El convenio de la pizarra marca la división sindical en Valdeorras

LEMOS

El convenio del sector de la pizarra será rubricado únicamente por el sindicato UGT, repitiéndose lo sucedido tres años atrás con el acuerdo anterior. Los otros dos grupos sentados en la mesa negociadora, CC. OO. y CIG, siguen viendo «muy difícil» poder firmar la propuesta de la patronal, aunque sus representantes prefieren esperar a hablar con la asamblea de afiliados (que los tres sindicatos celebrarán en O Barco y Quiroga en los próximos días) antes de pronunciarse tajantes.

Desde UGT, José Paradelo argumenta que «a oferta que forzamos á patronal a presentar é moi similar ao que pediamos na nosa proposta, á que se acerca moito excepto no da rebaixa da xornada [una cuestión sobre la que la patronal dijo desde un principio que no era negociable]», por lo que ayer llegaron a un preacuerdo que se firmará en la próxima reunión, fijada para el 6 de marzo. Paradelo resalta el hecho de que «se logra que o 70% dos contratos sexan indefinidos».

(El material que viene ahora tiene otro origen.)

PR #9975, opened 2021-12-23
fix: 9648 The Update query fails to update for all matching Document in mongo 

### LINKED ISSUE #9648: [Bug]: The Update query fails to update for all matching Document in mongo

### Current Behavior

When user try to update all the matching document at once the update happens only for 1 data in the mongo database
[LOOM DEMO](https://www.loom.com/share/ad32bd8ae7484ac3aeeed9ca7f052eef)

### Steps To Reproduce

1. go to the database
2. add the mongo database
3.  Select the update query 
4. add the query in such a way that the user is trying to update 2 records with the same name
5. Now select the All matching documents in the limit dropdown 
6. Run the query 
7. The update happens for only 1 data

### Environment

Production

### Version

Cloud

leotom2000:
## Description

The Update query fails to update for all matching Document in mongo 
 It works fine for single and fails for multiple records.
The issue is related to the Mongo version change syntax of handling multi records update.
Implemented the updates to fix the issue

Fixes #9648 

## Type of change

## How Has This Been Tested?

> Manually verified by verifying the data in DB during development
> Unit Test cases was modified to take up the new change

## Checklist:

### DIFF
--- a/app/server/appsmith-plugins/mongoPlugin/src/test/java/com/external/plugins/MongoPluginTest.java
+++ b/app/server/appsmith-plugins/mongoPlugin/src/test/java/com/external/plugins/MongoPluginTest.java
@@ -1201,7 +1201,7 @@ public class MongoPluginTest {
         setValueSafelyInFormData(configMap, COMMAND, "UPDATE");
         setValueSafelyInFormData(configMap, COLLECTION, "users");
         setValueSafelyInFormData(configMap, UPDATE_QUERY, "{ name: \"Alden Cantrell\" }");
-        setValueSafelyInFormData(configMap, UPDATE_OPERATION, "{ age: 31 }}");
+        setValueSafelyInFormData(configMap, UPDATE_OPERATION, "{ $set: { age: 31 }}}");
         setValueSafelyInFormData(configMap, UPDATE_LIMIT, "SINGLE");
 
         actionConfiguration.setFormData(configMap);
@@ -1235,7 +1235,7 @@ public class MongoPluginTest {
         setValueSafelyInFormData(configMap, COLLECTION, "users");
         // Query for all the documents in the collection
         setValueSafelyInFormData(configMap, UPDATE_QUERY, "{}");
-        setValueSafelyInFormData(configMap, UPDATE_OPERATION, "{ updatedByCommand: true }}");
+        setValueSafelyInFormData(configMap, UPDATE_OPERATION, "{ $set: { updatedByCommand: true }}}");
         setValueSafelyInFormData(configMap, UPDATE_LIMIT, "ALL");
 
         actionConfiguration.setFormData(configMap);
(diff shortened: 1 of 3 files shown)


app/server/appsmith-plugins/mongoPlugin/src/test/java/com/external/plugins/MongoPluginTest.java
```diff
@@ -1235,7 +1235,7 @@ public void testUpdateManyFormCommand() {
         setValueSafelyInFormData(configMap, COLLECTION, "users");
         // Query for all the documents in the collection
         setValueSafelyInFormData(configMap, UPDATE_QUERY, "{}");
-        setValueSafelyInFormData(configMap, UPDATE_OPERATION, "{ $set: { updatedByCommand: true }}}");
+        setValueSafelyInFormData(configMap, UPDATE_OPERATION, "{ updatedByCommand: true }}");
```
nidhi-nair, line 1238: Are we changing how users need to enter data into the query here @leotom2000 ?

leotom2000: Yes, the syntax of update command needs $set attribute, this has been handled in the unit test earlier,
since we have implemented in the main code now, this became a duplicate in the generated query, so we have removed from here.

nidhi-nair: Will this not require users to change the way they write their actions? Could you please give an example of what the end user would end up using?

leotom2000: The below syntax will work, as $set is added in code,
 but if we need to consider other update options, we need to decide,
 I tested with the existing $inc, it is not working in this scenario even for single document.
 Will discuss before closing this issue


image

leotom2000: If we may need to utilise other update operators also, we need to follow the below syntax.
update operators : ($currentDate, $inc, $min, $max, $mul, $rename, $set, $setOnInsert, $unset)


image

leotom2000: A change to one constants fixed this issue, the issue was it was not able to resolve whether the update is going to be multi or single. After the change to the constant it worked comparing the dynamic input.
The unit tests for single and multi updates were already handled. The new change did not affect Tests is because, the same variable was used in both places like the simulated input and in the place where it is used to evaluate if it is multi or single. so even after the code change (constant) it continues to work.

nidhi-nair (approved):

Issue #9513, opened 2021-12-02
[Bug]: Using external MongoDB will still try to connect and configure local MongoDB


sharat87:
### Is there an existing issue for this?

- [X] I have searched the existing issues

### Current Behavior

When a fat container is configured with an external MongoDB URI, the entrypoint script should not try to connect and initialize a local MongoDB Replica Set. Instead, it should connect to this external MongoDB, check that it's a replica set already, and if not, do an `rs.initiate()` on it.

User report: https://discord.com/channels/725602949748752515/760761686549463060/915781460810666095

### Steps To Reproduce

Start  fat container with a `docker.env` containing a MongoDB URI pointing to a locally running MongoDB server. The fat container's entrypoint will still try to initialize a separate MongoDB instance and have the server try to connect to this external MongoDB server.

### Environment

Production

### Version

Self-Hosted

sum35h:
@sharat87  I've tested and verified this with appsmith/appsmith-ce:latest. The issue is resolved now.

PR #10010, opened 2021-12-27
fix: Refactor init mongodb flow to check and enable replica set for external mongodb 

geekup-legodevops:
## Description
- Add flow to check if MongoDB URI pointing to local service or not. Perform local mongodb init as normal
- Remove unnecessary environment variables for MongoDB credentials and directly extract credentials from URI
- Add prefix /api/v1 in the API_BASE_URL 
- Add flow to check external MongoDB is set as replica set or not. If yes, initiate the replica set. If not, print out error message and stop installation.

Fixes # (issue)

[[Bug]: Using external MongoDB will still try to connect and configure local MongoDB](https://github.com/appsmithorg/appsmith/issues/9513)

## Type of change

## Checklist:


deploy/docker/entrypoint.sh
```diff
@@ -2,7 +2,35 @@
...
 set -e
 
-check_initialized_db() {
+get_variable_mongodb() {
+  echo "Get variable mongodb"
+  MONGODB_PROTOCOL=$(echo "$APPSMITH_MONGODB_URI" | grep -oP "[a-z+]+(?=\:\/\/)") 
+  MONGODB_USERNAME=$(echo "$APPSMITH_MONGODB_URI" | grep -oP "(?<=\:\/\/)(.*\s?)(?=\:)")
+  MONGODB_PASSWORD=$(echo "$APPSMITH_MONGODB_URI" | grep -oP "\w+(?=@)")
+  MONGODB_HOST=$(echo "$APPSMITH_MONGODB_URI" | grep -oP "[a-z0-9.]+(?=\/)")
+  MONGODB_DATABASE=$(echo "$APPSMITH_MONGODB_URI" | grep -oP "\w+(?!\S)")
```
sharat87, line 11: Can you confirm if this works when the URI has query params with `?authSource=admin` as well as when there are no query params at all?

deploy/docker/entrypoint.sh
```diff
@@ -12,42 +40,47 @@ check_initialized_db() {
...
     sleep 10
     mongo "$APPSMITH_MONGODB_URI" --eval 'rs.initiate()'
     mongod --dbpath "$MONGO_DB_PATH" --shutdown || true
   fi
+
+  if [[ $isUriLocal -gt 0 ]]; then
+    # Check mongodb cloud replica set
+    echo 'Check mongodb cloud replica set'
+    responseStatus=$(mongo "$APPSMITH_MONGODB_URI" --eval "rs.status()" | grep ok | xargs)
+    okString='ok : 1'
```
sharat87, line 72: I just ran this command and the output shows `ok: 1`, not `ok : 1`, is that okay? Will it still match?

deploy/docker/entrypoint.sh
```diff
@@ -67,7 +100,7 @@ configure_supervisord() {
   cp -f "$SUPERVISORD_CONF_PATH/application_process/"*.conf /etc/supervisor/conf.d
 
   # Disable services based on configuration
-  if [[ "$APPSMITH_MONGODB_URI" = "mongodb://appsmith:$MONGO_INITDB_ROOT_PASSWORD@localhost/appsmith" ]]; then
+  if [[ "$APPSMITH_MONGODB_URI" = "mongodb://appsmith:$MONGODB_PASSWORD@$MONGODB_HOST/appsmith" && $isUriLocal -eq 0 ]]; then
```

El incremento salarial será del IPC más 2 puntos cada año (a lo que se une una revisión salarial del IPC más un punto los tres años). En cuanto a la póliza de seguros, está marca en 36.000 euros el dinero a cobrar en caso de accidente con consecuencia de gran invalidez e incapacidad absoluta, 29.000 para incapacidad total, y 33.000 para muerte. Sufrir una enfermedad profesional o común reportará 24.000 euros. Además, se creará el contrato de relevo, cuyos términos se negociarán de manera individual entre empresas y trabajadores; así como el Fondo social de la pizarra «con el fin de mejorar la condiciones salariales, laborales, económicas y culturales de los trabajadores de este sector y sus familiares», tal y como reza en el preacuerdo. «A nosa intención era sacar o convenio adiante pronto, porque mentres non se firma os traballadores están sen el», decía Paradelo. Remarca que se trata de un acuerdo «bo para o sector» y asegura que UGT es una «plataforma seria que pide cousas lóxicas sen facer demagoxia como algúns, que despois nen sequera defenden as súas propostas na mesa».

En contra

Una referencia a los dos otros dos sindicatos sentados en la mesa negociadora, CC. OO. y CIG (ambos con un único representante frente a los tres de UGT, por lo que la firma de este último basta para sacar adelante el convenio), cuyos portavoces veían muy lejana la posibilidad de estampar su firma el día 6.

«Temos que estudialo, pero está claro que non se acerca para nada ao que nós pediamos», remarca Adriano Brito desde CIG. «De todas maneiras, hai que falalo, aínda que moito terían que cambiar as cousas... porque eu teño un mandato claro da asamblea e non ten nada que ver con isto». Y es que en la propuesta de la patronal no aparecen demandas como «a redución da xornada, os permisos ou a IT [incapacidad temporal]», lo que la sitúa «moi lonxe das nosas pretensións».

En similares términos se expresaba Luis Alba desde Comisiones Obreras, aunque sin hacer demasiadas declaraciones, que dará esta tarde en una rueda de prensa. Se limitó a decir que «lo seguimos viendo muy difícil», porque «apenas hay ningún avance sobre lo que ya había». Puntualiza también que la «mayoría de los puntos ya vienen dados por la ley», en referencia al cumplimiento de la normativa de seguridad e higiene, en materia de riesgos laborales, y en el fomento de la igualdad entre hombres y mujeres.

El nuevo documento tendrá también tres años de vigencia.